=== Section Start ===
PR #246, opened 2024-06-21
Doc strings for the new methods AddAlias and SetResourceDeprecationMessage

thomas11:
A follow-up PR to #245.

### DIFF
--- a/infer/resource.go
+++ b/infer/resource.go
@@ -281,8 +281,16 @@ type Annotator interface {
 	//
 	SetToken(module, name string)
 
+	// Add an [alias](https://www.pulumi.com/docs/using-pulumi/pulumi-packages/schema/#alias) for
+	// this resource.
+	// The given module and name need to be valid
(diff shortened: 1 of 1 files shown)


danielrbradley (approved):

infer/resource.go
```diff
@@ -281,8 +281,16 @@ type Annotator interface {
...
 	SetToken(module, name string)
 
+	// Add an [alias](https://www.pulumi.com/docs/using-pulumi/pulumi-packages/schema/#alias) for
+	// this resource.
+	// The given module and name need to be valid
+	// [QNames](https://pkg.go.dev/github.com/pulumi/pulumi/sdk/v3/go/common/tokens#QName)
+	// as defined by the Pulumi SDK.
+	// The module and the name will be assembled into a type specifier of the form `pkg:module:name`,
+	// in the same way `SetToken` does.
 	AddAlias(module, name string)
```
iwahbe, line 291: If this is true, why don't we encode that in the type system? We could make `module` a `tokens.ModuleName` and `name` a `tokens.TypeName`.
=== Section End ===
What is being asked: Type the material above out again, exactly.

Your solution:
PR #246, opened 2024-06-21
Doc strings for the new methods AddAlias and SetResourceDeprecationMessage

thomas11:
A follow-up PR to #245.

### DIFF
--- a/infer/resource.go
+++ b/infer/resource.go
@@ -281,8 +281,16 @@ type Annotator interface {
 	//
 	SetToken(module, name string)
 
+	// Add an [alias](https://www.pulumi.com/docs/using-pulumi/pulumi-packages/schema/#alias) for
+	// this resource.
+	// The given module and name need to be valid
(diff shortened: 1 of 1 files shown)


danielrbradley (approved):

infer/resource.go
```diff
@@ -281,8 +281,16 @@ type Annotator interface {
...
 	SetToken(module, name string)
 
+	// Add an [alias](https://www.pulumi.com/docs/using-pulumi/pulumi-packages/schema/#alias) for
+	// this resource.
+	// The given module and name need to be valid
+	// [QNames](https://pkg.go.dev/github.com/pulumi/pulumi/sdk/v3/go/common/tokens#QName)
+	// as defined by the Pulumi SDK.
+	// The module and the name will be assembled into a type specifier of the form `pkg:module:name`,
+	// in the same way `SetToken` does.
 	AddAlias(module, name string)
```
iwahbe, line 291: If this is true, why don't we encode that in the type system? We could make `module` a `tokens.ModuleName` and `name` a `tokens.TypeName`.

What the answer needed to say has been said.